The Egyptians were using sun-dials in 3500 bc, with the movement of a shadow on a dial measuring the passing day. By about 1500 bc there were portable versions. But the length of an “hour” shown on these dials, as a proportion of the day, would vary depending on the time of year. When there was not enough sun, the Egyptians used water clocks, where the dripping of a fixed amount of water through a small hole measured the passing of time.

The Romans and Greeks further refined the concept of marking out intervals of time, developing mechanical devices that counted out the hours. These could be elaborate public monuments, such as the Tower of the Winds, built in the 1st century, which combined a water clock and sun dials.

After the break up of the Roman empire, the technology of timekeeping slipped into abeyance and it must be assumed that for most people time was a rough and ready process, perhaps simply using landmarks in the day, such as sunrise, noon or when the sun moved below a certain point in the landscape.

The ancestors of modern clocks and watches did not appear in western Europe until the 11th century, when monasteries began to develop primitive alarm clocks to get monks out of bed for their prayers. The monastic day was based around a timetable of prayer and clocks could ring the hours.

By the 14th century, these had evolved into more sophisticated time pieces which could be placed in churches or in the homes of the wealthy. They were not particularly accurate but offered a public and more objective version of time.

These early clocks, right through to the 17th century, were likely to lose or gain 15 minutes a day, and this wouldn’t have mattered much. In a pre-industrial society, with no one clocking on or off, there was little need to worry about the minute hand and in many ways, this more haphazard approach reflects nature. But this looser interpretation of time drew to a close when the addition of a pendulum by the Dutch scientist Christian Huygens in 1657 brought clocks into a new era of accuracy, with the daily fluctuation measured in seconds rather than minutes.

And the prospect of a very accurate timekeeper had a great significance to a maritime economy such as Britain’s. The navigation of ships depended on knowing exactly how far they had travelled westwards or eastwards in an ocean without any visible landmarks. And the key to establishing this longitude was to find a clock which could measure time in a way that was constant, regardless of the climate or sea conditions.

A prize of pound;20,000 was offered by the British government in 1714 to build this “marine chronometer”. A self-taught clockmaker, John Harrison, obsessively worked on this project for 42 years, refining his efforts from a clock the size of a cupboard to something that would fit inside a big pocket.
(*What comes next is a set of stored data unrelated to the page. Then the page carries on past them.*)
PR #1992, opened 2021-12-08
fix(crypto): avoid warnings and document bitwise operator use

invd:
Discovered via clang-14 warnings for -Wbitwise-instead-of-logical
Closes https://github.com/satoshilabs/trezor-firmware/issues/129

### DIFF
--- a/crypto/bignum.c
+++ b/crypto/bignum.c
@@ -271,7 +271,8 @@ int bn_is_equal(const bignum256 *x, const bignum256 *y) {
 //   &truecase == &falsecase or &res == &truecase == &falsecase
 void bn_cmov(bignum256 *res, volatile uint32_t cond, const bignum256 *truecase,
              const bignum256 *falsecase) {
-  assert((cond == 1) || (cond == 0));
+  // Intentional use of bitwise OR operator to ensure constant-time
+  assert((int)(cond == 1) | (int)(cond == 0));
 
   uint32_t tmask = -cond;   // tmask = 0xFFFFFFFF if cond else 0x00000000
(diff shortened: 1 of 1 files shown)


andrewkozlik:
Hmm, I just realized that maybe the `|` instead of `||` is intentional to avoid short-circuiting and ensure constant time operation.

invd:
@andrewkozlik : I may be missing something here, but in my understanding the `||` operator only skips the second check as part of lazy evaluation if the first check is true. If that is the case, the assert will trigger. 
An attacker with good time observation can figure out if the assert triggered after one or after two checks, so this still leaks information about the exact `cond` value, but AFAIK this is acceptable in the error case.

We can cast the checks to `(int)` and keep the `|` to suppress the warning and keep the non-short-circuit behavior if we're sure that this is functionally correct.

andrewkozlik:
> We can cast the checks to `(int)` and keep the `|` to suppress the compiler warning and keep the non-short-circuit behavior if we're sure that this is functionally correct.

Agreed, and also add a comment explaining that it is intentional, because otherwise it look really weird. But first, let's figure out whether the `|` is intentional or not, or to be more precise whether constant-time operation is required for `cond`. The assertion was introduced in 24ceb0ab6b, so @onvej-sl should weigh in.

onvej-sl:
The `|` is definitely intentional and constant-time operation for `cond` is required.

prusnak (approved):

andrewkozlik (approved):

onvej-sl (approved):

These chronometers are on show at the Old Royal Observatory in Greenwich.

In the process John Harrison set new standards of design and accuracy, producing a clock that had a margin of error of only a third of a second a day.

The connection of astronomy with time, which could be traced back to the Babylonians, was broken only in the second half of the last century when time became a scientific calculation, made without reference to the stars.

Modern time is calibrated by atomic clocks which work on the extremely constant movements of an atom. The first example was developed in the United States in 1949, when the National Bureau of Standards began measuring the vibrations of an ammonia molecule.

Six years later, the National Physical Laboratory in Britain began measuring time using an atomic clock based on the cesium atom. Cesium-based atomic clocks have set the accepted standard for time and are accurate to one second in 20 million years.